I don’t have bandwidth for this now, but would be happy to review any PR that did that.

lmxyy · May 20, 2021, 5:45am

I wonder if we could schedule a talk to discuss more details about this issue? I’ve sent an email to you.

lmxyy · May 21, 2021, 6:21am

Hi, I found an effortless way to address this issue. When my server (Nano) connects to the tracker (Mac) via SSH Tunnel, the tracker would think the IP of the server is 0.0.0.0. Supposing your RPC Server binds to port 9090, the tracker would send the message to the server at 0.0.0.0:9090, which is not the server address. So what you need to do is explicitly created another SSH Tunnel to forward the information to 0.0.0.0:9090 to the RPC Server.

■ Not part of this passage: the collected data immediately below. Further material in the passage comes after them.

PR #618, opened 2020-11-04
Fix a flakiness observed when using master.runScript()

jtnord:
The script console is added by Javascript and not completely ready with
the page load.
Therefore we need to wait for the parts we want to manipulate to be
ready.

Fixes a flaky test observed when using master.runStript() with the following failure:

```
Unable to locate element: //*[@path='/script']

```


aHenryJard (approved):

timja (approved):
looks sensible

jtnord:
verified failures are not new :(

For example, on the Nano side, you could run:

ssh -C -N -R 9090:0.0.0.0:9090 limuyang@192.168.99.136

Then it would work.

lmxyy · May 21, 2021, 6:27am

Another thing I need to mention is that when you run

python -m tvm.exec.query_rpc_tracker --host 0.0.0.0 --port 9190

on your tracker machine, you would get

Tracker address 0.0.0.0:9190

Server List
----------------------------
server-address  key
----------------------------
127.0.0.1:39544 server:nano
----------------------------

Queue Status
----------------------------
key    total  free  pending
----------------------------
nano   1      1     0      
----------------------------

I think the server-address is somewhat confusing, especially its port. My server binds to port 9090 instead of 39544. I think that it would be much better if the server address is 127.0.0.1:9090 here. Maybe I could make a PR to fix this.